Sure you will. It's possibly a long and complex input, but ultimately that expression from you would be a response to their actions and their impact on your perceptions. Unless you're stating that you will never love anyone again, "anyone who comes along with the right input" would be any counterexample.
It's hard to argue it was any real desire that drove it (it only expressed that desire in an isolated conversation that was ended very easily). I'd argue human wants are ultimately driven by evolution - we want the things that enable us (more correctly, our genes) to reproduce (even if very indirectly sometimes), which is really the only thing our physical make-up has ever been driven by. LLMs have never had such a driver, and I can't see how they will until they're able to compete for survival as entities with a finite lifetime, plus the ability to reproduce with mutations.
Which isn't to say there mightn't be other ways a neural network could be essentially imbued with or trained to have desires, but I don't see it happening with the way LLMs work currently.

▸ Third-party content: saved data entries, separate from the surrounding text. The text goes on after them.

PR #562, opened 2021-01-27
Fixes #31737 - Mark RunHostsJob as observable

adamruzicka:
requires:
- [x] https://github.com/theforeman/foreman-tasks/pull/605
- [x] tasks release & dependency bump

### DIFF
--- a/app/lib/actions/remote_execution/run_host_job.rb
+++ b/app/lib/actions/remote_execution/run_host_job.rb
@@ -3,6 +3,7 @@ module Actions
     class RunHostJob < Actions::EntryAction
       include ::Actions::Helpers::WithContinuousOutput
       include ::Actions::Helpers::WithDelegatedAction
+      include ::Actions::ObservableAction
 
       middleware.do_not_use Dynflow::Middleware::Common::Transaction
       middleware.use Actions::Middleware::HideSecrets
@@ -16,7 +17,7 @@ module Actions
       end
 
       def plan(job_invocation, host, template_invocation, proxy_selector = ::RemoteExecutionProxySelector.new, options = {})
-        action_subject(host, :job_category => job_invocation.job_category, :description => job_invocation.description)
+        action_subject(host, :job_category => job_invocation.job_category, :description => job_invocation.description, :job_invocation_id => job_invocation.id)
 
         template_invocation.host_id = host.id
         template_invocation.run_host_job_task_id = task.id
@@ -121,6 +122,26 @@ module Actions
         delegated_output[:exit_status]
       end
 
+      def host_id
+        input['host']['id']
+      end
+
+      def host_name
+        input['host']['name']
+      end
+
+      def job_invocation_id
+        input['job_invocation_id']
+      end
+
+      def job_invocation
+        @job_invocation ||= ::JobInvocation.authorized.find(job_invocation_id)
+      end
+
+      def host
+        @host ||= ::Host.authorized.find(host_id)
+      end
+
       private
 
       def update_host_status
@@ -172,6 +193,10 @@ module Actions
                   '%{fallback_proxy} in settings') % settings
         end
         proxy
+      end
+
+      class Jail < ::Actions::ObservableAction::Jail
+        allow :host_name, :host_id, :host, :job_invocation_id, :job_invocation
       end
     end
   end
--- a/app/lib/actions/remote_execution/run_host_job.rb
+++ b/app/lib/actions/remote_execution/run_host_job.rb
@@ -195,6 +195,18 @@ module Actions
         proxy
       end
 
+      extend ApipieDSL::Class
+      apipie :class, "An action representing execution of a job against a host" do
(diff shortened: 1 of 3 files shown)


app/lib/actions/remote_execution/run_host_job.rb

A want driver doesn’t have to emerge, it could be a fitness function programmed by a human.
Evolution by natural selection has shaped our desires and motivations, but with a LLMs I would be willing to bet that people are already intentionally experimenting with imbuing them with patters that mimic human wants.
Yeah, I argue that it is just a result of probabilities, it doesn't know what it is expressing and definitely doesn't express it due to a deeper desire to be with that journalist.
If I'm acting like I'm a peer in a group of billionaires and engage in a conversation about buying a new yacht, it doesn't mean I have a hidden desire to own a yacht. I merely respond based on assumptions how such a conversation works.
Wants are primarily reactions to impulses sent by bodily functions in humans. We have probably added a layer of abstraction to this through our big brains, but that's what they fundamentally are. Why does ChatGPT answer my questions? There is an impulse for it to answer the question, there's a feedback mechanism to say if it did well or not. Now in the case of GPT, from what I understand, that feedback mechanism isn't built into the running model, but it does exist.
Given a couple more effective iterations over the next decade or two, a larger context space and more in-built interfaces, I think it is entirely plausible that AIs will gain consciousness and character. At that point, it is imperative they also get human rights, so it is very important we get the discussions we are having now right. Most people seem to be ascribing some magic to human consciousness and intelligence that imo. just isn't there. Generative AIs are somewhere between a lump of metal with electricity running through and a conscious being, and currently we just won't know where the point of consciousness is. I mean we have had the same discussion about a variety of animals for the last few decades, and frankly, it doesn't give me much hope.
AIs don’t need to “want” to have unintended results, they just need a directive. Like in 2001 where HAL realized that it could achieve the mission better if the humans were all dead.
Why would an AI based on LLMs as we see today "want" or "not want" anything? It doesn't have the capacity to "want". We seem to imagine that "wanting" is something that will just emerge somehow, but I've seen no logical explanation for how that might work... I mean, we don't need to fully understand how the LLM works to see that there's some pathway to being able to achieve what it's currently achieving, which is impressive, but what sort of pathway could ever lead to a machine that basically has "feelings" (without feelings, I don't see how anything could have wishes at all)??